# What to produce:
Going through the listing below, work out how many lines include "need" and give that number by itself.

# Exercise materials:
○ ○ ○ ○ ○ ○ ○

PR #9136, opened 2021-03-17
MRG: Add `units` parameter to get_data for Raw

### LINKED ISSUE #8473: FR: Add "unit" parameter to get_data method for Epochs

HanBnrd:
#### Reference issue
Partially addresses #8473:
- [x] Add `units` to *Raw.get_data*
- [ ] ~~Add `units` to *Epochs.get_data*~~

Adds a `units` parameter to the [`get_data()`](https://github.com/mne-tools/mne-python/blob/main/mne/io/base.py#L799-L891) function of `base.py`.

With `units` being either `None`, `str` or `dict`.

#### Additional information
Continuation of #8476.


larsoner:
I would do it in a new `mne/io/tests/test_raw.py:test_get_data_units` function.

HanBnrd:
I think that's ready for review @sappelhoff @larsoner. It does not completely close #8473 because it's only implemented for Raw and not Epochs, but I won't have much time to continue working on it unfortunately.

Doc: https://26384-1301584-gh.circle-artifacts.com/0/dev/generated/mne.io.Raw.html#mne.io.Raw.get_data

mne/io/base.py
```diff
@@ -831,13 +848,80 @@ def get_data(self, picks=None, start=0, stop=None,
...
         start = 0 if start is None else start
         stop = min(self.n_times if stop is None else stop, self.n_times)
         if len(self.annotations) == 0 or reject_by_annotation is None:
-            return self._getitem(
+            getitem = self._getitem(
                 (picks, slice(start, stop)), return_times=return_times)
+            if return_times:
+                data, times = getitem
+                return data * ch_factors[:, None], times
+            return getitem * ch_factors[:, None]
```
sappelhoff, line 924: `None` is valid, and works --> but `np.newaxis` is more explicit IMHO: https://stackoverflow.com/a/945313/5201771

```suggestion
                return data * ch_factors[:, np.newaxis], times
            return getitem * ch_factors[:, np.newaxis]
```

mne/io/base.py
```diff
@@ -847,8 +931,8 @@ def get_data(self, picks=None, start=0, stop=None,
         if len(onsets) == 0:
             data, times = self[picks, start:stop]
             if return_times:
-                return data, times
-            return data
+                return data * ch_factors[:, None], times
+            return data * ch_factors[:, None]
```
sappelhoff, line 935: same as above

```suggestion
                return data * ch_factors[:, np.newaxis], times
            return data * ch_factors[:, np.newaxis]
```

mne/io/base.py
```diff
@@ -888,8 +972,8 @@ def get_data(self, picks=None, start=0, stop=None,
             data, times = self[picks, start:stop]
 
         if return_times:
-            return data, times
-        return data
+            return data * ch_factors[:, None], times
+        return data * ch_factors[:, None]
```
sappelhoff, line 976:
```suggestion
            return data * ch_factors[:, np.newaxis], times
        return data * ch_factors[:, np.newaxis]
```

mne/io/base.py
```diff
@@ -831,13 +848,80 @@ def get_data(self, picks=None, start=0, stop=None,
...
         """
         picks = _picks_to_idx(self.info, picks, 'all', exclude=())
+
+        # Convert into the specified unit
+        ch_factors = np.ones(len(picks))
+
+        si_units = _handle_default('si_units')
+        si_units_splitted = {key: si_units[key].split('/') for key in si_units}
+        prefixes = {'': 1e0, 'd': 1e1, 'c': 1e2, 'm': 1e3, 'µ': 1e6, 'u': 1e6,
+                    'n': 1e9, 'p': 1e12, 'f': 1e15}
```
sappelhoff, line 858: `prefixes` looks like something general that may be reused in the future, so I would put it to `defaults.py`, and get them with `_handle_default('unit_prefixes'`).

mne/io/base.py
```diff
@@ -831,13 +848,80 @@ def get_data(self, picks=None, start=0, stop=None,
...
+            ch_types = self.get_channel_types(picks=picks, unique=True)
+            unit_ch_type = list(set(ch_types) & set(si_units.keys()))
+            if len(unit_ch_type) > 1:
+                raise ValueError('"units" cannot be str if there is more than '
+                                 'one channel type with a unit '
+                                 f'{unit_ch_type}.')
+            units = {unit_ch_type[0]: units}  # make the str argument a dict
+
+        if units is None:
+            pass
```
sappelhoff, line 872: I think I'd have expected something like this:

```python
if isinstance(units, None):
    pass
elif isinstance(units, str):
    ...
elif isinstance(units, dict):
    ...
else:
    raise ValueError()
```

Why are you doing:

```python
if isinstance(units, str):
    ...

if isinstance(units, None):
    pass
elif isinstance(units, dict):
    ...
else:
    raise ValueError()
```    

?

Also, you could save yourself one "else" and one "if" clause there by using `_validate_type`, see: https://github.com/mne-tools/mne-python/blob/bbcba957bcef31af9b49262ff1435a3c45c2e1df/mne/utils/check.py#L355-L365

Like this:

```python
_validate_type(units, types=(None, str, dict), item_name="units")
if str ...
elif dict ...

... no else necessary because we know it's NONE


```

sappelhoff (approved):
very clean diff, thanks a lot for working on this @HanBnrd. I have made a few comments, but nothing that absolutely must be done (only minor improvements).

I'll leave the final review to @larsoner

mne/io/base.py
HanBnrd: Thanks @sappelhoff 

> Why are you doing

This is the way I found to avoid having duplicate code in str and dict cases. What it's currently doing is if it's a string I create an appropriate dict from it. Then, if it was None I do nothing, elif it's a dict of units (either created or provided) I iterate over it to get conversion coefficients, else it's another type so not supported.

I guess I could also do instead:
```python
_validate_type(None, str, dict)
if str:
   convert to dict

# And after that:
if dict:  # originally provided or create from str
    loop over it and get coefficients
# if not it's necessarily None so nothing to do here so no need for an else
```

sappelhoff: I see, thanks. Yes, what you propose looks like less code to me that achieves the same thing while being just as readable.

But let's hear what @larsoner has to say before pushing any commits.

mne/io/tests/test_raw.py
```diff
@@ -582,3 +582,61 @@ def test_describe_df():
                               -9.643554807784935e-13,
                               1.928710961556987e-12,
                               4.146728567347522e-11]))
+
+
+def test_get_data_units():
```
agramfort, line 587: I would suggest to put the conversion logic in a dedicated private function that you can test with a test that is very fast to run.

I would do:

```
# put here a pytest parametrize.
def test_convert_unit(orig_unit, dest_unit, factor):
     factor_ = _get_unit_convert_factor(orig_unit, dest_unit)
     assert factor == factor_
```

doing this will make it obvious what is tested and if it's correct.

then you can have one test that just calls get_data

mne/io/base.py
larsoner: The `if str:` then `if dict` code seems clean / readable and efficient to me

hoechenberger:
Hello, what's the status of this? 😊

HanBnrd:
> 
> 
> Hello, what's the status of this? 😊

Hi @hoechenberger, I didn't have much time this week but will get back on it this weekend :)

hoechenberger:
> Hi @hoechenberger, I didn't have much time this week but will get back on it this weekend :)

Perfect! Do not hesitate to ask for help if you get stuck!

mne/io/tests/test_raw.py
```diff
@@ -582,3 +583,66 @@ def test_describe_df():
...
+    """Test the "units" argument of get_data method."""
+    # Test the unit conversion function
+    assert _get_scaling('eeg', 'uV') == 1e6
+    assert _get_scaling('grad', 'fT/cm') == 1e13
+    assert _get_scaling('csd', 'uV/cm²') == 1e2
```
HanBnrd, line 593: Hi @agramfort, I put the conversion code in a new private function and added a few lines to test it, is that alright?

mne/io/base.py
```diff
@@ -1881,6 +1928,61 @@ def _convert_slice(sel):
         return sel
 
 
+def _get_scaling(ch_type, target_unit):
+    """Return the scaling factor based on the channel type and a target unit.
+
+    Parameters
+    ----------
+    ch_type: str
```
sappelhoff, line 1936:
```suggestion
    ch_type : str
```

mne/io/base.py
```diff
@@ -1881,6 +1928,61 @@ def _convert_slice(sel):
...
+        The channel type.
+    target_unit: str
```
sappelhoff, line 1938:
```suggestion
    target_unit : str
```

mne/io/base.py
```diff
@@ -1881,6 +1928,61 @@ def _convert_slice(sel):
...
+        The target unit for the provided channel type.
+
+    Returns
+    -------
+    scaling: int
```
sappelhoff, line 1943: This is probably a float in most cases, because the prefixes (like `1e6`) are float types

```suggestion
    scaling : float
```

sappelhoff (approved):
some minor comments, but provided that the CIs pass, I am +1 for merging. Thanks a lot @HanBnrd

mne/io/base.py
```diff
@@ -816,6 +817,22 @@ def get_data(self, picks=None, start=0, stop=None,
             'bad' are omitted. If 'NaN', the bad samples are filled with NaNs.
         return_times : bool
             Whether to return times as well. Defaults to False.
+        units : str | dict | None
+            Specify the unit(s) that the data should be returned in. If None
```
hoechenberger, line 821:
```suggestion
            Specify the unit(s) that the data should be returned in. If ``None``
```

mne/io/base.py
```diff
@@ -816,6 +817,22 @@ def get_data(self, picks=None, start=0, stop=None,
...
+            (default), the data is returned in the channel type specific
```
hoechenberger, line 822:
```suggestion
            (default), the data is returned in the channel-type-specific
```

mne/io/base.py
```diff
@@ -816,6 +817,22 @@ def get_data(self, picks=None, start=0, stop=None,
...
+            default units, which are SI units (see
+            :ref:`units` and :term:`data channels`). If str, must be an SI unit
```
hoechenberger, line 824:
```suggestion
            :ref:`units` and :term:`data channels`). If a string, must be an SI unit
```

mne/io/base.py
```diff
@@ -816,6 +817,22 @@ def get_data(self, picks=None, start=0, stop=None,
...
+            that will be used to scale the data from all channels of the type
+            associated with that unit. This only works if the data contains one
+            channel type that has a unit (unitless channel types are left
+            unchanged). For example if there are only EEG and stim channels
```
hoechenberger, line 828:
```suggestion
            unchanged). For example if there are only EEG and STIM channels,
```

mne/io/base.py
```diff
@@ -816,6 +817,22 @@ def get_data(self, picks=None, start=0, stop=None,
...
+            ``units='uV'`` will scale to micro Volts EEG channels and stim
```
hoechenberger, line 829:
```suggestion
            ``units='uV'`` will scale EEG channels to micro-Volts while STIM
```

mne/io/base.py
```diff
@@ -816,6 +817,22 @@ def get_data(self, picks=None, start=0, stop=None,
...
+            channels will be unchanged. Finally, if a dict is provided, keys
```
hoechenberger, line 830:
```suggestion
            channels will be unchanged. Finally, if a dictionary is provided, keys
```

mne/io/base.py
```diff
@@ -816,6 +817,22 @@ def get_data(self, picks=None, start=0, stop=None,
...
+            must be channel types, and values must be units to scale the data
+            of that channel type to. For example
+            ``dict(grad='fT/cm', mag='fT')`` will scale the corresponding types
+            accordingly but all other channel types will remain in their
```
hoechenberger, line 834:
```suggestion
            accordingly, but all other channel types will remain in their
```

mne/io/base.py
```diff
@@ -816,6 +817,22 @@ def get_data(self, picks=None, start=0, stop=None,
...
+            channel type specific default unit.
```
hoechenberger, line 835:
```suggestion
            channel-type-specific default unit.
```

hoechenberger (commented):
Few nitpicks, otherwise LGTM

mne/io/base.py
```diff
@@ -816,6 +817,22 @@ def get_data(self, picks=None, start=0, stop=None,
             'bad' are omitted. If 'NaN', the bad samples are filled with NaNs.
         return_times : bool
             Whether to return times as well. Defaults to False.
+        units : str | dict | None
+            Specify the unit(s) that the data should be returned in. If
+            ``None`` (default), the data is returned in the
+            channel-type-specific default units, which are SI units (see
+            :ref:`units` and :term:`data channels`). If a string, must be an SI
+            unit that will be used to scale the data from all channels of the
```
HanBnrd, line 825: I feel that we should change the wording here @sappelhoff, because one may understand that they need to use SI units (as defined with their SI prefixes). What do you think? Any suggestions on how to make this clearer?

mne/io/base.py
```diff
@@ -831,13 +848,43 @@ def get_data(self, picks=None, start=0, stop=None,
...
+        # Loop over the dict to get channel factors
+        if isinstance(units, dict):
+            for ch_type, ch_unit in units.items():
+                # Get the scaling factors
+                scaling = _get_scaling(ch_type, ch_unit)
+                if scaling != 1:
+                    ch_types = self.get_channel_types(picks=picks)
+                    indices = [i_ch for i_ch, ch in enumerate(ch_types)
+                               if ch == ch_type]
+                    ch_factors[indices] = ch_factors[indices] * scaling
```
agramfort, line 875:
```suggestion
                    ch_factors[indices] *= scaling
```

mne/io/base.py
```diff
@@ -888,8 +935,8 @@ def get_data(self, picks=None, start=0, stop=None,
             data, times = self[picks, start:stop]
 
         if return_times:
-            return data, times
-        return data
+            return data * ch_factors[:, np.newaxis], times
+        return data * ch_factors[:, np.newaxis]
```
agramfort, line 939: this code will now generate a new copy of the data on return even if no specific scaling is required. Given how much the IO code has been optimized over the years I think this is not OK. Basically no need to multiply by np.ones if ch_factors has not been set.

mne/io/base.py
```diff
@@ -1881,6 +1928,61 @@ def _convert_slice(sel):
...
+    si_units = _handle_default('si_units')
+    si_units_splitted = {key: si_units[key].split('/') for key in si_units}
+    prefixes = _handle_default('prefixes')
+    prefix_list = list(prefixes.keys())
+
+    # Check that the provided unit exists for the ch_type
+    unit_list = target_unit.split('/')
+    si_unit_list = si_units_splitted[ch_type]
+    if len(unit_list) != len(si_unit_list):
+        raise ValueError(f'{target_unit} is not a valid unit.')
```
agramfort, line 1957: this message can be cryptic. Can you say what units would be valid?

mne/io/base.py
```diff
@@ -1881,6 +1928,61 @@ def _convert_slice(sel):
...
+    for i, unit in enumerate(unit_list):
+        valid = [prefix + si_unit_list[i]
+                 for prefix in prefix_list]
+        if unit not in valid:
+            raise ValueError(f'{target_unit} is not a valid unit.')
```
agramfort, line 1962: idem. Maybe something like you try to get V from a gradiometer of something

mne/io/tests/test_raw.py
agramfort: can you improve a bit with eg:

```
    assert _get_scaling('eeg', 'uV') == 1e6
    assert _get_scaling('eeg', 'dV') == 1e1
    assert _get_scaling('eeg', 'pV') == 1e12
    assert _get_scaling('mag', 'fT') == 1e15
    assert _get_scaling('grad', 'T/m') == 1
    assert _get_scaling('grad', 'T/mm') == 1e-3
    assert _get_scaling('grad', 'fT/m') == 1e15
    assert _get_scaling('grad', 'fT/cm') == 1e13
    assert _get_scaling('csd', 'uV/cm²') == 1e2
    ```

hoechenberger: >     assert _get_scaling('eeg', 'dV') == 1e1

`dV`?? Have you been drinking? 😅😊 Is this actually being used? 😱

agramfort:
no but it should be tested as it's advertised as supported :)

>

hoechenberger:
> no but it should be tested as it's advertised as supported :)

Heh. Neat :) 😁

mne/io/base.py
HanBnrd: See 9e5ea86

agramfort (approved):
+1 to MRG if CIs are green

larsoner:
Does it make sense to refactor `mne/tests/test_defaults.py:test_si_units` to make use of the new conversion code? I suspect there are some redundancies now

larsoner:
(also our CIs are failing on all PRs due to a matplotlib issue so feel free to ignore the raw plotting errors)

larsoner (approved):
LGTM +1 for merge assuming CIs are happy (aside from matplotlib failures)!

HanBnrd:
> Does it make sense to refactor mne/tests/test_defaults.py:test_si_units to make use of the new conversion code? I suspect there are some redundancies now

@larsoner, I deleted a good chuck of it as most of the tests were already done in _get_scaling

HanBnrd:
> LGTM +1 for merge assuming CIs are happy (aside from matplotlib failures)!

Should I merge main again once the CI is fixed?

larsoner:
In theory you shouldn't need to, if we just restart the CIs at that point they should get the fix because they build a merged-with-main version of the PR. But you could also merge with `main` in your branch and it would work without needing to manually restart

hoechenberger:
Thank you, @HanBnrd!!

○ ○ ○ ○ ○ ○ ○

# Response area:
4